None of the focal redstarts used in these experiments had been previously exposed to a playback that season, although some had responded to a playback in previous years when they were first banded. Birds banded within a season exhibit a reduced response to song playback in that same season, but when exposed to playbacks a year later their responses were at preexposure strength (Marra PP, unpublished data). Experiments on the same day were always conducted on individuals more than 200 m apart to avoid exposing other potential experimental birds to the sound of the playback or sight of the decoy.
Data analysis
I used chi-square analysis to test if (1) the proportion of territorial
displacements differed between habitats, (2) males did more displacing than
females in mangrove, (3) AHYs did more displacing than HYs in mangrove, (4)

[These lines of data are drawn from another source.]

Issue #1194, opened 2022-09-23
Standalone module generation output varies


bcr:
**Describe the bug**

When generating output using the minimal grammar of `start:` (as well as more complex grammars, but this reproduces it in my environment) the output varies. On cursory examination running several times, there appear to be two variants that differ by the `states` that are generated.

**To Reproduce**

```sh
echo "start:" > test.g
python3 -m lark.tools.standalone test.g > test.py
python3 -m lark.tools.standalone test.g > test1.py
python3 -m lark.tools.standalone test.g > test2.py
python3 -m lark.tools.standalone test.g > test3.py
diff test.py test1.py
diff test.py test2.py
diff test.py test3.py
```

The diff output on my machine is summarized below.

the sex ratio of birds removed within each habitat differed from the
replacements, and (5) the proportion of each sex present between habitats
changed after removal. The effects of habitat (mangrove versus scrub) and sex
(male versus female) on the number of dives, attacks, and response score
exhibited by redstarts during playbacks experiments were examined by standard
two-way analysis of variance. Because sample sizes were too small for males in
female-biased habitat to include age (HY versus AHY) in the model, a separate
analysis was conducted on females to test for the effects of habitat and age.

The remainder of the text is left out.